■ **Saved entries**
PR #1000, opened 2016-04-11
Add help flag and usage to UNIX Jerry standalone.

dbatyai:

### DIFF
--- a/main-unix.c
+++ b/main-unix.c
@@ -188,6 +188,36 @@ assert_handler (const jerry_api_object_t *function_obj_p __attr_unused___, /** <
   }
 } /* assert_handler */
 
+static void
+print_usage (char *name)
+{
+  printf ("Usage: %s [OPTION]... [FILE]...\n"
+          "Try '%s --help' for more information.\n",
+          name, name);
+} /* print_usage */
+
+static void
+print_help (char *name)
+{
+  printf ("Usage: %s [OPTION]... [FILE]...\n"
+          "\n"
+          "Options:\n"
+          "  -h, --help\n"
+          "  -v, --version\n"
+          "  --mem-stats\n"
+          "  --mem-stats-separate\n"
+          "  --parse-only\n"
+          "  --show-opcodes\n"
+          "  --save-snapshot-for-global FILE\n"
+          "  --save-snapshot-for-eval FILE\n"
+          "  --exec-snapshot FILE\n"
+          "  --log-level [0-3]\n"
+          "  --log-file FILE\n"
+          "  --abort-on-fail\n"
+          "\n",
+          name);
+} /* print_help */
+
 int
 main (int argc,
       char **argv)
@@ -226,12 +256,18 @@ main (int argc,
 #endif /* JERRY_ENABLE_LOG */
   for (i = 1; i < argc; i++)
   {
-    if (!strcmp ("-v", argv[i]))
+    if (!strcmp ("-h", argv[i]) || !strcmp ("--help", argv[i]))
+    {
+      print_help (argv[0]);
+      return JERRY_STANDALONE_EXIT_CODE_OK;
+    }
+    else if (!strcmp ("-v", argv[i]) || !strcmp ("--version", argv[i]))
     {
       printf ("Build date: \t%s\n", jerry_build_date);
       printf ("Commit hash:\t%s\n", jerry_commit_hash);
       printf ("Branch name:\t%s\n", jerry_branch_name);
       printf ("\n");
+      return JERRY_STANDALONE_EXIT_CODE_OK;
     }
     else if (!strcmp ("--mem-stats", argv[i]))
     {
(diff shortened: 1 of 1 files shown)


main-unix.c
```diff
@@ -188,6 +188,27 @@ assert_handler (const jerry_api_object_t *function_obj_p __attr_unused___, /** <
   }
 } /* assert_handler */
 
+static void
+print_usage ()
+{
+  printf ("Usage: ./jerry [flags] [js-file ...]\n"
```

■ **TASK TO CARRY OUT**
Your reply should contain every entry, repeated exactly.

■ **RESPONSE**
PR #1000, opened 2016-04-11
Add help flag and usage to UNIX Jerry standalone.

dbatyai:

### DIFF
--- a/main-unix.c
+++ b/main-unix.c
@@ -188,6 +188,36 @@ assert_handler (const jerry_api_object_t *function_obj_p __attr_unused___, /** <
   }
 } /* assert_handler */
 
+static void
+print_usage (char *name)
+{
+  printf ("Usage: %s [OPTION]... [FILE]...\n"
+          "Try '%s --help' for more information.\n",
+          name, name);
+} /* print_usage */
+
+static void
+print_help (char *name)
+{
+  printf ("Usage: %s [OPTION]... [FILE]...\n"
+          "\n"
+          "Options:\n"
+          "  -h, --help\n"
+          "  -v, --version\n"
+          "  --mem-stats\n"
+          "  --mem-stats-separate\n"
+          "  --parse-only\n"
+          "  --show-opcodes\n"
+          "  --save-snapshot-for-global FILE\n"
+          "  --save-snapshot-for-eval FILE\n"
+          "  --exec-snapshot FILE\n"
+          "  --log-level [0-3]\n"
+          "  --log-file FILE\n"
+          "  --abort-on-fail\n"
+          "\n",
+          name);
+} /* print_help */
+
 int
 main (int argc,
       char **argv)
@@ -226,12 +256,18 @@ main (int argc,
 #endif /* JERRY_ENABLE_LOG */
   for (i = 1; i < argc; i++)
   {
-    if (!strcmp ("-v", argv[i]))
+    if (!strcmp ("-h", argv[i]) || !strcmp ("--help", argv[i]))
+    {
+      print_help (argv[0]);
+      return JERRY_STANDALONE_EXIT_CODE_OK;
+    }
+    else if (!strcmp ("-v", argv[i]) || !strcmp ("--version", argv[i]))
     {
       printf ("Build date: \t%s\n", jerry_build_date);
       printf ("Commit hash:\t%s\n", jerry_commit_hash);
       printf ("Branch name:\t%s\n", jerry_branch_name);
       printf ("\n");
+      return JERRY_STANDALONE_EXIT_CODE_OK;
     }
     else if (!strcmp ("--mem-stats", argv[i]))
     {
(diff shortened: 1 of 1 files shown)


main-unix.c
```diff
@@ -188,6 +188,27 @@ assert_handler (const jerry_api_object_t *function_obj_p __attr_unused___, /** <
   }
 } /* assert_handler */
 
+static void
+print_usage ()
+{
+  printf ("Usage: ./jerry [flags] [js-file ...]\n"
```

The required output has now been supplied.